Tips for the fearful flier


By Laura Blumenfeld

Los Angeles Times

The midair meltdown of a JetBlue pilot last month confirms what I try to deny while flying: Hurtling 30,000 feet above the Earth in an aluminum tube is indubitably nutty. JetBlue passengers tackled the pilot on the New York-Las Vegas flight, the airline said, when he stormed the cabin, rambling, due to a “medical situation.”

While I sympathize with the captain’s medical situation, I wonder if he was acting out what the rest of us are thinking when we’re on a plane: I want off.

I tried recently to become a fearless flier. At a Washington dinner, I had met Robert Benzon, a Vietnam War combat pilot and, at the time, one of America’s top air crash investigators. The National Transportation Safety Board director referred to him as “The Rock.” Benzon has sifted through more than 30 major air wrecks, including the 1988 Pan Am Lockerbie bombing, the 9/11 jets and the US Airways ditching in the Hudson River.

Long odds

And yet, Benzon says, you could fly every day for 11,000 years before you’d board a doomed airplane. “I’m more aware when I fly,” Benzon told me. “But I’m not apprehensive at all.”

I asked the veteran investigator if I could observe him at work. He was about to retire, and before he did, I wanted to learn his secret and make it my own. I arrived at Benzon’s office, which overlooks Reagan National Airport. All morning he’d been analyzing past NTSB events — cockpit fires, torque tube failures, wingtip strikes. At lunch, he chewed on a sandwich while listening to the scanner from Reagan’s control tower. When storms blow through, he told me, the voices in the tower rise an octave. The voices in the cockpit rise too.

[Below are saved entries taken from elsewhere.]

PR #1267, opened 2026-03-05
support ECR-only deployments without EKS rollout and with EKS rollout

s2oBCN:
Adds support for
- pushing container images to AWS ECR without requiring a full EKS cluster deployment. This enables scenarios where images need to be synced to ECR but the actual deployment is handled externally (e.g. by an AWS Lambda).
- pushing images  to AWS ECR and execute EKS cluster deployment


jafarre-bi:
@s2oBCN I don't have any previous information about this PR. Is there a shape for it? Let's talk about it offline, please.

src/org/ods/component/HelmDeploymentStrategy.groovy
```diff
@@ -86,13 +49,19 @@ class HelmDeploymentStrategy extends AbstractDeploymentStrategy {
             logger.warn 'Skipping because of empty (target) environment ...'
             return [:]
         }
-
-        // Tag images which have been built in this pipeline from cd project into target project
-        retagImages(context.targetProject, getBuiltImages())
+        // Maybe we need to deploy to another namespace
+        // (ie we want to deploy a monitoring stack into a specific namespace)
+        def targetProject = context.targetProject
+        if (options.helmValues['namespaceOverride']) {
```
jafarre-bi, line 55: While this may be a useful feature in some scenarios, offering this option opens the door to situations that aren't acceptable in the context of the EDP, whether by mistake or intentionally. Moreover, the EDP deploys only EDP components, and they go to the standard namespaces. Is there anything that prevents the current use case from fulfilling this requirement?

docs/modules/jenkins-shared-library/partials/odsComponentStageRolloutOpenShiftDeployment.adoc
```diff
@@ -165,6 +178,12 @@ _List<String>_
  directory referenced by `chartDir` exists.
 
 
+| *helmWithOnlyECR* +
+_Boolean_
+|Whether to use Helm for deployment or only sync with ECR (defaults to `false`)
```
jafarre-bi, line 183: Can you improve the explanation? It can be a bit confusing what the effect of the true/false values is.

src/org/ods/services/OpenShiftService.groovy
```diff
@@ -1087,9 +1087,18 @@ class OpenShiftService {
     @TypeChecked(TypeCheckingMode.SKIP)
     List<PodData> parsePodJson(podJson, String resourceName = null) {
         List<PodData> pods = []
-        if (podJson && podJson.items.collect { it.status?.phase?.toLowerCase() }.every { it == 'running' }) {
+        if (podJson &&
+            podJson.items.collect { it.status?.phase?.toLowerCase() }.every { it == 'running' || it == 'succeeded' }) {
```
jafarre-bi, line 1091: Why gather data for "succeeded" pods?

src/org/ods/services/OpenShiftService.groovy
```diff
@@ -1087,9 +1087,18 @@ class OpenShiftService {
...
             // If we got passed a resourceName we need to collect all the pod data from each pod
             pods = extractPodData(podJson)
+        } else {
+            logger.debug("Not all pods are in 'running' state or succeeded")
+            podJson.items.collect { pod ->
+                [name: pod.metadata?.name, phase: pod.status?.phase?.toLowerCase()]
+                if (pod.status?.phase?.toLowerCase() != 'running') {
```
jafarre-bi, line 1098: This will also show successful pods. Is it intended?

jafarre-bi (changes requested):

src/org/ods/component/HelmDeploymentStrategy.groovy
s2oBCN: Yes, this is a real use case of a project, they have the standard namespce to deploy the code of the app, and then another one to deploy the monitoring stack

src/org/ods/services/OpenShiftService.groovy
s2oBCN: Because some pods were already deployed successfully, they completed their tasks and then disappeared.

src/org/ods/services/OpenShiftService.groovy
s2oBCN: Because some pods were already deployed successfully, they completed their tasks and then disappeared.

docs/modules/jenkins-shared-library/partials/odsComponentStageRolloutOpenShiftDeployment.adoc
s2oBCN: done

src/org/ods/services/OpenShiftService.groovy
jafarre-bi: Ah, they weren't Deployments, then, understood.

src/org/ods/component/HelmDeploymentStrategy.groovy
jafarre-bi: The release flow D -> Q -> P is essential to ensure traceability, with only one namespace per environment. If they need to deploy into different P environments, they may create independent releases, as is being done for other use cases. Allowing free specification of the namespace is a no-go. Let's take it offline to see how this use case could fulfil its requirements without this feature. Thank you.

s2oBCN: This is ODS infra

jafarre-bi: After the conversation and clarification of the exact needs, we agreed to proceed with a solution that has limited flexibility in the choice of namespaces. This solution will be considered incubating and will only be available for specific ods-infra use cases. Extending its support to more use cases will be evaluated in the future if needed.

jafarre-bi (approved):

The more time I spent with Benzon, the more confident I grew that he might have the cure. In my family, we battle travel anxiety by clinging to stuffed animals. The night before a flight, we lay a trail of Post-its to the door to remind us to pack Dolphie, my 8-year-old daughter’s totemic, stuffed dolphin. Last Christmas break, when I accidentally set the alarm for 5 p.m. instead of 5 a.m., we woke to the taxi driver banging on our door and stampeded into the icy dark, panicked that we would miss our plane. A block down the road, my daughter gasped when she realized what she’d forgotten.

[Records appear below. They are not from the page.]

PR #1268, opened 2026-03-06
Fix Nexus not accepting npm artifacts when uploaded through odsComponentStageUploadToNexus

EamonnODonnell:
Issue caused by missing filename in multipart request.  
Added logic to capture the distribution filename for NPM and pass it in the call to Nexus

### DIFF
--- a/src/org/ods/services/NexusService.groovy
+++ b/src/org/ods/services/NexusService.groovy
@@ -146,8 +146,12 @@ class NexusService {
                 new ByteArrayInputStream(artifact),
                 ContentType.create(contentType),
                 nexusParams['pypi.asset'].substring( nexusParams['pypi.asset'].lastIndexOf("/") + 1 ))
-        }
-        else {
+        } else if (repositoryType == 'npm') {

“Keep driving,” my husband told the taxi driver. “Not without Dolphie!” My daughter cried, “Dolphie! Dolphie!” The driver, who spoke little English, cut his eyes to me: “Who Dolphie?”

I was hoping that Benzon would carry us beyond Dolphie. His job was to pinpoint causes of accidents, then recommend steps to prevent them. Some were common sense, like buckling up. “I never take off my seat belt,” Benzon told me. “If I could leave it on and go to the bathroom, I would.”

For want of a nail

Other discoveries are technical. Benzon picked up a half-inch metal disc from his desk: “A 3-cent washer could destroy a whole plane.” A mechanic had dropped the disc while repairing a China Air Boeing 737. Later, when the plane landed in Japan, a bolt came loose and the engine caught fire. Passengers had to jump down inflatable slides. The airplane exploded. Benzon found a similar problem on 21 aircraft worldwide.

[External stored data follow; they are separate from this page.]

PR #1273, opened 2026-05-18
Bugfix/tir document history

angelmp01:


src/org/ods/orchestration/util/DocumentHistory.groovy
```diff
@@ -315,7 +315,8 @@ class DocumentHistory {
     @NonCPS
     private String rationaleIfConcurrentVersionsAreFound(DocumentHistoryEntry currentEntry) {
         def oldVersionsSimplified = this.data.collect {
-            [id: it.getEntryId(), version: it.getProjectVersion(), previousVersion: it.getPreviousProjectVersion()]
+            [id: it.getEntryId(), version: it.getProjectVersion(),
+             previousVersion: it.getPreviousProjectVersion(), docVersion: it.getDocVersion()]
```
jafarre-bi: I think we aren't using the docVersion, so it can be removed.

jafarre-bi (changes requested):

jafarre-bi (approved):

PR #1276, opened 2026-06-10
Tune SonarQube scannner

BraisVQ:
Done in this PR:
- Added a configurable timeout (default 10 min), it does not make the pipeline fail
- Added a configurable file limit size to scan (default 2 MiB)


valituguran (dismissed):
Update the scanTimeout field so that the comment matches its actual default value, other than that looks nice, great work!

valituguran (approved):

PR #1290, opened 2026-08-17
Add unit tests of ods-infra and ods-library components to DTR and Jira

matzehecht:


matzehecht:
@jafarre-bi I saw you and @jorge-romero added a feature to report unit tests for ods-infra components to Jira. I would be nice to report those in this case to the DTR as well to keep it consistent. 
Additionally, it would be nice to do the same for ods-library components, as those may be used to develop traditional code used by other components of type `ods` (ODS_CODE) or similar.

Joselee2908 (approved):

In one NTSB lab we visited lay a recorder recovered in Katmandu, Nepal, a crushed orange box caked in mud. They would play the pilots’ dying words hundreds of times.

In all, Benzon had investigated the end of 3,000 lives. The smell of burning jet fuel, hydraulic fluid and human skin mixing and rising in an orange-black ball had, at times, made him want to quit. One of the most painful scenes he heard on a recorder was in Denver: “A couple on board, upside down in a muddy field. They were crunched together, and they were talking about their kids, as she was slowly slipping away.”

Talk of dying mothers reminded me of my own air anxiety. In the taxi to the airport last Christmas, I overruled my husband and we went back for the ragged Dolphie. We just made our flight to San Juan, Puerto Rico, where we were met by a magnitude 5.4 earthquake.

Emulating the pro

Now I wanted to become an intrepid traveler, like Benzon. So I asked the investigator the essential question, the real reason I had contrived to tour the NTSB. What did Benzon do to feel safe a mile high? He always carried the NTSB’s crash-scene checklist. But what else?

“A little stuffed animal,” Benzon said, stifling a chuckle. “One of those Beanie Baby squirrels.”

Nuts, the squirrel. Nuts flew with Benzon to Kabul, Afghanistan, to reconstruct an aircraft that struck a mountain, to Greece to sleuth the mystery of a failed pressurization system, to China to inspect wreckage in a rice paddy. His wife had given him the plush toy. “She said don’t lose this or you’re going to be in trouble overseas.” The squirrel travels in Benzon’s checked bags, never in carry-on.

“I’m afraid,” Benzon said, “I’d lose him.”

Laura Blumenfeld, author of “Revenge: A Story of Hope,” is writing a book about World War II. She wrote this for the Los Angeles Times. Distributed by MCT Information Services.